I am looking into upgrading my home "server" (low-demand - literally a desktop machine with two NICs).  One of the things I'm looking into where I might need some help is that I want to set up RAID 1 (mirror).  I also want to look into getting SATA hard drives for that purpose.  As my motherboard doesn't support it, I will need to get some sort of controller.  Money is a big issue.  I see two potential scenarios:

1) Get a standard 2-channel SATA card and run software RAID.

2) Get a cheap (Less than $50) RAID 1 controller card and run hardware RAID.  

The reason I want to run RAID is to avoid potential data loss as a result of physical hard drive failure.  I'm not so concerned about the performance as the server is rarely stressed.  But I'm not clear on the pros and cons for either.  It would just seem to me that software RAID isn't really all that dependable.  On the other hand...I don't have the money to get a good RAID controller, so the Software RAID may be the better option.

What are your thoughts?

----------

## BitJam

IMO software RAID is vastly superior to hardware RAID.  Decades ago when CPU's were miniscule compared to today's processors, hardware RAID helped prevent you from taking a performance hit.   That advantage is totally unimportant now.
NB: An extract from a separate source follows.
PR #3330, opened 2018-09-20
Docker toolbox (Windows): fix pythoncom import

mfranciszkiewicz:
- fix pythoncom import
- fix init argument order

Software RAID is much more reliable than hardware RAID because you can always re-install the software on new hardware.  On the other hand, if your hardware RAID card blows up then you are totally screwed unless you can get your hands on an exact replacement.

----------

## coplaniuk

You can't replace an old hardware RAID card with a different card?  I always thought RAID cards all worked the same.  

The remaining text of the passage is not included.